Covid is rampant because a lot of people don’t trust the government and rich people have manipulated them into believing it is all a conspiracy anyway … so we have anti-maskers and anti-vaxxers. Okay.
But there are also plenty of people who used to wear masks but really don’t anymore, got vaccinated, but then chose to go maskless in public places while conveniently forgetting that they could still be spreading the virus, and not just to the unvaccinated.
Those are a couple examples I think about all the time. There are plenty others, plenty of ways I know my thinking is hypocritical and awful, both to others and to myself. Maybe we have been so programmed by all this marketing and dividing that we will never get along, I don’t know. But being a jackass about it means there’s no chance.
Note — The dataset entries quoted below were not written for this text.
PR #4940, opened 2024-12-27
ThroughputBucketing: Adds Throughput Bucket to RequestOptions and ClientOptions

Achint-Agrawal:
## Description

This PR add ThroughputBucket in RequestOptions and ClientOptions to support Throughput Bucketing

## Type of change

### DIFF
--- a/Microsoft.Azure.Cosmos.sln
+++ b/Microsoft.Azure.Cosmos.sln
@@ -1,7 +1,7 @@
 ﻿
 Microsoft Visual Studio Solution File, Format Version 12.00
-# Visual Studio Version 16
-VisualStudioVersion = 16.0.29123.88
+# Visual Studio Version 17
+VisualStudioVersion = 17.12.35514.174 d17.12
 MinimumVisualStudioVersion = 10.0.40219.1
 Project("{9A19103F-16F7-4668-BE54-9A1E7A4F7556}") = "Microsoft.Azure.Cosmos", "Microsoft.Azure.Cosmos\src\Microsoft.Azure.Cosmos.csproj", "{36F6F6A8-CEC8-4261-9948-903495BC3C25}"
 EndProject
@@ -180,6 +180,18 @@ Global
 		{021DDC27-02EF-42C4-9A9E-AA600833C2EE}.Release|Any CPU.Build.0 = Release|Any CPU
 		{021DDC27-02EF-42C4-9A9E-AA600833C2EE}.Release|x64.ActiveCfg = Release|Any CPU
 		{021DDC27-02EF-42C4-9A9E-AA600833C2EE}.Release|x64.Build.0 = Release|Any CPU
+		{D744906A-1091-403F-B0B6-794DE045169A}.Cover|Any CPU.ActiveCfg = Debug|Any CPU
+		{D744906A-1091-403F-B0B6-794DE045169A}.Cover|Any CPU.Build.0 = Debug|Any CPU
+		{D744906A-1091-403F-B0B6-794DE045169A}.Cover|x64.ActiveCfg = Debug|Any CPU
+		{D744906A-1091-403F-B0B6-794DE045169A}.Cover|x64.Build.0 = Debug|Any CPU
+		{D744906A-1091-403F-B0B6-794DE045169A}.Debug|Any CPU.ActiveCfg = Debug|Any CPU
+		{D744906A-1091-403F-B0B6-794DE045169A}.Debug|Any CPU.Build.0 = Debug|Any CPU
+		{D744906A-1091-403F-B0B6-794DE045169A}.Debug|x64.ActiveCfg = Debug|Any CPU
+		{D744906A-1091-403F-B0B6-794DE045169A}.Debug|x64.Build.0 = Debug|Any CPU
+		{D744906A-1091-403F-B0B6-794DE045169A}.Release|Any CPU.ActiveCfg = Release|Any CPU
+		{D744906A-1091-403F-B0B6-794DE045169A}.Release|Any CPU.Build.0 = Release|Any CPU
+		{D744906A-1091-403F-B0B6-794DE045169A}.Release|x64.ActiveCfg = Release|Any CPU
+		{D744906A-1091-403F-B0B6-794DE045169A}.Release|x64.Build.0 = Release|Any CPU
 		{CE4D6DA8-148D-4A98-943B-D8C2D532E1DC}.Cover|Any CPU.ActiveCfg = Debug|Any CPU
 		{CE4D6DA8-148D-4A98-943B-D8C2D532E1DC}.Cover|Any CPU.Build.0 = Debug|Any CPU
 		{CE4D6DA8-148D-4A98-943B-D8C2D532E1DC}.Cover|x64.ActiveCfg = Debug|Any CPU
--- a/Microsoft.Azure.Cosmos.sln
+++ b/Microsoft.Azure.Cosmos.sln
@@ -1,7 +1,7 @@
 ﻿
 Microsoft Visual Studio Solution File, Format Version 12.00
-# Visual Studio Version 17
-VisualStudioVersion = 17.12.35514.174 d17.12
+# Visual Studio Version 16
+VisualStudioVersion = 16.0.29123.88
 MinimumVisualStudioVersion = 10.0.40219.1
 Project("{9A19103F-16F7-4668-BE54-9A1E7A4F7556}") = "Microsoft.Azure.Cosmos", "Microsoft.Azure.Cosmos\src\Microsoft.Azure.Cosmos.csproj", "{36F6F6A8-CEC8-4261-9948-903495BC3C25}"
 EndProject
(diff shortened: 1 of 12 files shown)


Microsoft.Azure.Cosmos.sln
```diff
@@ -1,7 +1,7 @@
 ﻿
 Microsoft Visual Studio Solution File, Format Version 12.00
-# Visual Studio Version 16
-VisualStudioVersion = 16.0.29123.88
+# Visual Studio Version 17
+VisualStudioVersion = 17.12.35514.174 d17.12
```
Achint-Agrawal, line 4: Revert file

Microsoft.Azure.Cosmos/src/CosmosClientOptions.cs
```diff
@@ -940,6 +940,16 @@ public IFaultInjector FaultInjector
...
 
+        /// <summary>
+        /// Sets the throughput bucket for requests created using cosmos client.
+        /// </summary>
+        /// <remarks>
+        /// If throughput bucket is also set at request level in <see cref="RequestOptions.ThroughputBucket"/>, that throughput bucket is used.
+        /// If <see cref="AllowBulkExecution"/> is set to true in CosmosClientOptions, throughput bucket set on the CosmosClient is used.
+        /// </remarks>
+        /// <seealso href="https://aka.ms/cosmsodb-bucketing"/>
+        public int? ThroughputBucket { get; set; }
```
FabianMeiswinkel, line 951: Is an int the only possible way to identify a throughput bucket or can names/identifiers be also used? The int/number seems like it will cause confusion for customers easily.

FabianMeiswinkel: How is this feature rolled-out? If there is any opt-in necessary on the service side in .Net SDK this should only be released in the preview nuget package first - and at least the PR description should have clear instructions for onboarding. If the feature is just enabled automatically for all accounts we can add this as public API assuming we have confidence in the public API in the normal nuget packaage (assuming all deployements including non-public clouds have been finished to enable the backend feature)

Microsoft.Azure.Cosmos/src/Fluent/CosmosClientBuilder.cs
```diff
@@ -802,5 +802,21 @@ public CosmosClientBuilder WithClientTelemetryOptions(CosmosClientTelemetryOptio
             this.clientOptions.CosmosClientTelemetryOptions = options;
             return this;
         }
+
+        /// <summary>
+        /// Sets the throughput bucket for requests created using cosmos client.
+        /// </summary>
+        /// <remarks>
+        /// If throughput bucket is also set at request level in <see cref="RequestOptions.ThroughputBucket"/>, that throughput bucket is used.
+        /// If <see cref="WithBulkExecution(bool)"/> is set to true, throughput bucket set on the CosmosClient is used.
```
FabianMeiswinkel, line 811: Why this constraint? That seems super confusing. I get what you are saying - if bulk mode is enabled and request options have different values this is a challenge in .Net - but  why not throw an ArgumentException if request options has throughput bucket defined and bulk mode is enabled - that way the contract is enforced cleanly

Microsoft.Azure.Cosmos/src/CosmosClientOptions.cs
```diff
@@ -940,6 +940,16 @@ public IFaultInjector FaultInjector
             }
         }
 
+        /// <summary>
```
FabianMeiswinkel, line 943: Please also add an aka.ms link to explain the concept and constraints of throughput buckets

FabianMeiswinkel (changes requested):
Thanks - overall changes loog good. Mainly blocking on clarification for versioning/rollout/onboarding.

Microsoft.Azure.Cosmos/src/DocumentClient.cs
```diff
@@ -7093,6 +7093,12 @@ private INameValueCollection GetRequestHeaders(
             {
                 headers.Set(HttpConstants.HttpHeaders.PreserveFullContent, bool.TrueString);
             }
+
+            if (options.ThroughputBucket.HasValue)
+            {
+                headers.Set(HttpConstants.HttpHeaders.ThroughputBucket, options.ThroughputBucket.ToString());
```
Pilchie, line 7099: I know we only support a small number of buckets, but we should really specify a format here to not have something like thousands separators vary by client locale settings.

Microsoft.Azure.Cosmos/src/Fluent/CosmosClientBuilder.cs
kirankumarkolli: +1 to throw and fail.

Microsoft.Azure.Cosmos/src/Handler/RequestInvokerHandler.cs
```diff
@@ -513,6 +517,25 @@ private void SetPriorityLevel(RequestMessage requestMessage)
             }
         }
 
+        /// <summary>
+        /// Set the ThroughputBucket in the request headers
+        /// </summary>
+        /// <param name="requestMessage"></param>
+        private void SetThroughputBucket(RequestMessage requestMessage)
```
kirankumarkolli, line 524: [Non blocker] 
Our RequestOptions are stateless but pattern of overrides implementation in RequestInvokerHandler is odd.
One alternative way is to pass the CosmosClientOptions along with ReqeustMessge for RequestOptions.RequestOptions?

/cc: @FabianMeiswinkel thoughts?

Microsoft.Azure.Cosmos/src/CosmosClientOptions.cs
Achint-Agrawal: The link added in seealso will contain this information. We are still working on publishing the documentation

Microsoft.Azure.Cosmos/src/CosmosClientOptions.cs
Achint-Agrawal: int is the only way to identify buckets right now. Bucket ids can be between 1 and 5. We might increase it to more buckets if needed.

Achint-Agrawal: The feature is behind a config which is currently off. There is no opt in from the customer end. In the beginning, we will enable the config for a few customers as we receive requests for the feature. Eventually, the config will be turned on by default for all accounts. 

In the past, with Priority Based Execution, we saw a lot of push back from customers for using the preview SDK which impacts the adoption of the feature. If it is possible to do so, it would be great if we could keep the request option in the public SDK. Setting the throughput bucket does not have any impact - if the feature is disabled, the bucket is ignored. No error is thrown.

Microsoft.Azure.Cosmos/src/Fluent/CosmosClientBuilder.cs
Achint-Agrawal: Sure will do this.
Same handling is done for PriorityLevel. Would it be ok to throw an Argument Exception for that as well? There might be existing customers who have not handled this and would start getting an error on upgrading the SDK version.

Achint-Agrawal: Made changes for ThroughputBucket. Keeping open to discuss any changes for PriorityLevel

Microsoft.Azure.Cosmos/src/DocumentClient.cs
Achint-Agrawal: used CultureInfo.InvariantCulture

Microsoft.Azure.Cosmos/src/CosmosClientOptions.cs
Achint-Agrawal: Changed to only expose this option for preview SDKs

Microsoft.Azure.Cosmos/src/Handler/RequestInvokerHandler.cs
Achint-Agrawal: I am assuming this is not specifically related to this PR but how we generally apply request options in RequestInvokerHandler and would be taken up separately if needed. Please let me know if this is not the case. Thanks

FabianMeiswinkel (dismissed):
LGTM - thanks

Microsoft.Azure.Cosmos/src/Fluent/CosmosClientBuilder.cs
```diff
@@ -802,5 +802,26 @@ public CosmosClientBuilder WithClientTelemetryOptions(CosmosClientTelemetryOptio
...
+        /// </remarks>
+        /// <param name="throughputBucket">The desired throughput bucket for the client.</param>
+        /// <returns>The current <see cref="CosmosClientBuilder"/>.</returns>
+        /// <seealso href="https://aka.ms/cosmsodb-bucketing"/>
+#if PREVIEW
+        public
+#else
+        internal
+#endif
+        CosmosClientBuilder WithThroughputBucket(int? throughputBucket)
```
kirankumarkolli, line 821: Is argument needs to be nullable? 
Application can avoid calling this API instead, right?

Achint-Agrawal: Made it non nullable. Thanks

Microsoft.Azure.Cosmos/src/Handler/RequestInvokerHandler.cs
```diff
@@ -513,6 +517,32 @@ private void SetPriorityLevel(RequestMessage requestMessage)
...
+            int? throughputBucket = this.RequestedClientThroughputBucket;
+            RequestOptions promotedRequestOptions = requestMessage.RequestOptions;
+
+            if (promotedRequestOptions?.ThroughputBucket.HasValue == true)
+            {
+                if (this.client.ClientOptions.AllowBulkExecution)
+                {
+                    throw new ArgumentException($"{nameof(requestMessage.RequestOptions.ThroughputBucket)} cannot be set in " +
+                        $"{nameof(requestMessage.RequestOptions)} with {nameof(this.client.ClientOptions.AllowBulkExecution)} set to true. " +
+                        $"Set {nameof(this.client.ClientOptions.ThroughputBucket)} in {nameof(this.client.ClientOptions)} instead.");
```
sourabh1007, line 535: nit: What if throughputbucket is already set at client options also, along with request option?  Rephrase this message to "Set {nameof(this.client.ClientOptions.ThroughputBucket)} in {nameof(this.client.ClientOptions)} instead only" or something in similar lines.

Treating others with kindness and compassion might provide a slim chance, though, and that’s the attempt I’d rather make. One may have un-crossable lines, and truth must always be spoken to power. But there are many ways to hold one’s convictions without resorting to an attitude that makes one easy to ignore.
So here I am with this word: Compassion. I am going to try and make this year of this only life I’m ever going to have better by trying to be more compassionate. Not in weakness but in strength, because it’s easy to be a jerk. Not just to others either, but to myself too.
Yes. HAVE TENDERNESS FOR HOW HARD IT IS TO BE HUMAN (James Baldwin)
I am on this journey with you 💞 Compassion is what I keep landing on, too. Without it, what’s the point of anything?